Lei conosce molto bene il nuovo centrocampista biancorosso Bolzoni, che ha avuto sia a Siena che a Palermo. Cosa ci può raccontare su questo giocatore?
"Il ragazzo è un calciatore di alti livelli, che con me ha vinto due campionati di B, a Siena ed a Palermo giocando sempre titolare, sia con Conte che con Iachini. È un giocatore che può essere utilissimo al Bari, perché al di là delle eccellenti qualità tecniche è un trascinatore, un giocatore caratteriale, forte fisicamente e di grande temperamento".
Lei ha disputato e vinto di recente un campionato di Serie D con il Venezia.

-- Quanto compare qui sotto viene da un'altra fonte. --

PR #10390, opened 2021-11-23
Fix so that Rename Method refactoring does not start with a disabled text input

### LINKED ISSUE #10332: Renaming a Method starts with a disabled editbox.
Doing a rename of a method with Crl+R / Cmd+R the name of the method in the window is disabled, it cannot be edited.
@miguelcamp

miguelcamp:
Fix for issue #10332

### DIFF
--- a/src/SystemCommands-RefactoringSupport/SycMethodNameEditorPresenter.class.st
+++ b/src/SystemCommands-RefactoringSupport/SycMethodNameEditorPresenter.class.st
@@ -109,7 +109,6 @@ SycMethodNameEditorPresenter class >> openOn: aMethod [
 	"I take a RBMethodName as parameter and open the refactoring UI in a modal to rename it."
 	|temp|
 	temp := self on: aMethod.
-	self selectorInput beNotEditable.
 	^ temp openBlockedDialogWithSpec
 ]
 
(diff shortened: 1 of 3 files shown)


src/SystemCommands-RefactoringSupport/SycMethodNameEditorPresenter.class.st
```diff
@@ -346,7 +358,7 @@ SycMethodNameEditorPresenter >> initializeWidgets [
 	addButton label: '+'.
 	selectorInput text: methodName selector.
 	previewResult label: methodName methodName.
-	selectorInput beNotEditable.
+	"selectorInput beNotEditable."
```
kasperosterbye, line 361: Perhaps this line should be deleted (not leaving code in comments)

src/SystemCommands-RefactoringSupport/SycMethodNameEditorPresenter.class.st
```diff
@@ -136,6 +135,19 @@ SycMethodNameEditorPresenter class >> openOn: aMethod withInvalidArgs: aSet canR
 	^ temp openBlockedDialogWithSpec
 ]
 
+{ #category : #specs }
+SycMethodNameEditorPresenter class >> openOn: aMethod withInvalidArgs: aSet canRenameArgs: aBoolean1 canRemoveArgs: aBoolean2 canAddArgs: aBoolean3 canEditName: aBoolean4 [
```
kasperosterbye, line 139: Perhaps some better argument names?

kasperosterbye (approved):
I think it is good to go. I added a few detailed comments which should be simple to correct, but works fine without.

Is there a way for you to add a test to make sure the error do not sneak back in? That would be really nice.

Ducasse:
Miguel this is **really** annoying that we cannot use rename anymore in Pharo.
When you push a change please make sure that it works! 
And if you break something (this is ok) makes sure that you react fats to comments so that we can integrate them fast.

Ducasse:
I will integrate these changes and I hope that they work because to me I cannot use Pharo now.

PR #12804, opened 2023-02-18
Fail doc comment release test if a comment test has a syntax error.

jecisc:
Currently the CIâ¯will juste break if that happens and the feedback is really really poor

Quali sono le principali differenze con le competizioni affrontate dal Bari negli ultimi anni e quali le principali difficoltà?
"Il problema della Serie D non è tanto il campionato, che rimane insidioso, dato che c'è una sola promozione. Il vero problema è affrontarlo con la giusta mentalità, perché non basta una società forte per rendere facile un campionato. Bisogna entrare in quel tipo di mentalità, sposarla con grande umiltà, affrontando le caratteristiche di quel campionato. Le insidie non sono date tanto dalle avversarie, ma dall'approccio mentale con cui ti affacci a questa categoria, perché rimane un campionato difficile, in cui il Bari è obbligato a vincere ed in cui ci sono regole particolari, come quelle sugli under. Tutte situazioni che non devono dare l'idea che sia tutto scontato".

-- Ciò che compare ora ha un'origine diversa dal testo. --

PR #12810, opened 2023-02-19
extract return. fix: #12809

vonbecmann:
extract return from ifTrue: ifFalse: expression. i didn't replace == nil with isNil, not sure about it.

### DIFF
--- a/src/Kernel/Class.class.st
+++ b/src/Kernel/Class.class.st
@@ -798,11 +798,11 @@ Class >> possibleVariablesFor: misspelled continuedFrom: oldResults [
 	results := misspelled correctAgainstDictionary: self classPool continuedFrom: oldResults.
 	self sharedPools do: [:pool |
 		results := misspelled correctAgainstDictionary: pool classPool continuedFrom: results ].
-	self superclass == nil
+	^ self superclass == nil
 		ifTrue:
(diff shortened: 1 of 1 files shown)


src/Kernel/Class.class.st
```diff
@@ -798,11 +798,11 @@ Class >> possibleVariablesFor: misspelled continuedFrom: oldResults [
 	results := misspelled correctAgainstDictionary: self classPool continuedFrom: oldResults.
 	self sharedPools do: [:pool |
 		results := misspelled correctAgainstDictionary: pool classPool continuedFrom: results ].
-	self superclass == nil
+	^ self superclass == nil
```
vonbecmann, line 801: i didn't replace == nil with isNil because im not sure it is a good idea. idk the consequences.

vonbecmann:
> This issue has either a default title or empty body. We would appreciate it if you could provide more information. Note: I am not a very intelligent bot, I can only react to new comments. Please add a comment for me if you update the body or title.

body was updated

src/Kernel/Class.class.st
jecisc: I think it can safely be replaced by #ifNil:ifNotNil: here

jecisc (approved):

Eppure il lavoro della dirigenza sembra di ottima qualità. Come giudica le prime mosse della nuova società?
"Tutte le operazioni fatte sono importanti, la squadra è di ottimo livello. Ma, ripeto, le insidie non vengono dall'aspetto tecnico, ma da quello mentale e psicologico".
Lo spostamento del Bari nel girone I ha creato non poche polemiche. Poteva, questa vicenda, essere gestita diversamente?
"Mi spiace dirlo, ma credo che sia stato inevitabile. È un peccato che una squadra come il Bari non possa essere seguita dal proprio pubblico, che rimane straordinario, ma avrebbe creato grossi problemi di ordine pubblico che potevano alterare il campionato. È una scelta triste, ma inevitabile".
Domani il collegio di garanzia del Coni è chiamato a decidere sul possibile ritorno della Serie B a 22 squadre, alimentando le speranze del pubblico biancorosso, che sogna il ripescaggio in C. Da uomo di calcio, lo ritiene possibile?
"Non so esattamente come verrà affrontato questo tema, ma ad istinto dico che non credo che le cose cambieranno".
Secondo lei questa squadra è pronta per affrontare, eventualmente, anche un campionato di Serie C?
"Teoricamente tutto si può migliorare, se i giocatori hanno recepito bene la responsabilità ed il significato dato dall'indossare la maglia del Bari, questa squadra può affrontare anche il campionato di C. Da un punto di vista tecnico tutti i giocatori che ci sono possono essere all'altezza, bisognerà vedere quanto si da alla causa e quanto ci si adatta ad una situazione particolare".